Bodies sent home from Guantanamo

The bodies of three men who committed suicide at the Guantanamo Bay detention centre have been sent home, according to US officials.

    The three detainees were the first to die at the prison camp

    A commercial charter jet transported the bodies from the camp in Cuba to Yemen and Saudi Arabia, Navy Lieutenant Commander Jeffrey Gordon, a defence department spokesman, said on Friday.

    Funeral rites were administered at Guantanamo by a Muslim imam assisted by Muslim personnel at the base, Gordon said. "The remains of the deceased detainees were treated with the utmost respect."

    The two Saudis and one Yemeni hanged themselves with clothes and bedsheets in maximum security cells on June 10.

    The US military identified the three men as Ali Abdullah Ahmed of Yemen, and Mani Shaman Turki al-Habardi al-Utaybi and Yassar Talal al-Zahrani, from Saudi Arabia. They were the first inmates to die at the camp since it opened in 2002 at a US naval base in Cuba.

    Family reaction

    The families of the three have questioned the circumstances of the deaths, saying the men would not have committed suicide as they were devout Muslims.

    Gordon said there had not been any disturbances involving detainees at Guantanamo since the suicides.

    The military said pathologists from the Armed Forces Medical Examiner's office conducted autopsies on the bodies of the three detainees but were still awaiting test results before announcing an official cause of death.


    inmates have been in the
    prison for more than four years

    Army General Bantz Craddock, who oversees Guantanamo as head of the US Southern Command, said the military was reviewing the adequacy of procedures at the facility, and whether those procedures were followed, in light of the suicides.

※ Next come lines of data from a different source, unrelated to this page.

PR #2891, opened 2023-05-18
Warn if the fsmonitor-daemon is running

LenaWil:
Less extreme than #2890.

### DIFF
--- a/pre_commit/staged_files_only.py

    Meanwhile, a senior US state department official has said the US president is mindful of European concerns over Guantanamo Bay but is not expected to offer a date for its closure when he visits Europe next week, .

    "He [George W Bush] is very aware of the concerns in Europe and elsewhere about Guantanamo, about the damage frankly that it does to the image of the United States," said John B. Bellinger III, the state department's legal adviser, said on Friday.


    "The difficulty frankly though is the dilemma about what to do with the people who are there. And what is interesting is despite the many voices who have called for the closure of Guantanamo, not one has suggested what should be done with the people who are there," Bellinger said in an interview with The Associated Press.

    The state department adviser said many countries would not accept the return of detainees in the camp was closed.

    Bush and leaders of the European Union meet on Wednesday in Vienna, Austria. The EU has renewed its calls for the US to shut down the camp following the suicide of the three detainees, and plans to raise the issue at the EU-US summit.

    The US holds about 460 detainees at the prison, most have been held without charges for more than four years. Ten have been charged with crimes but no trials have been completed.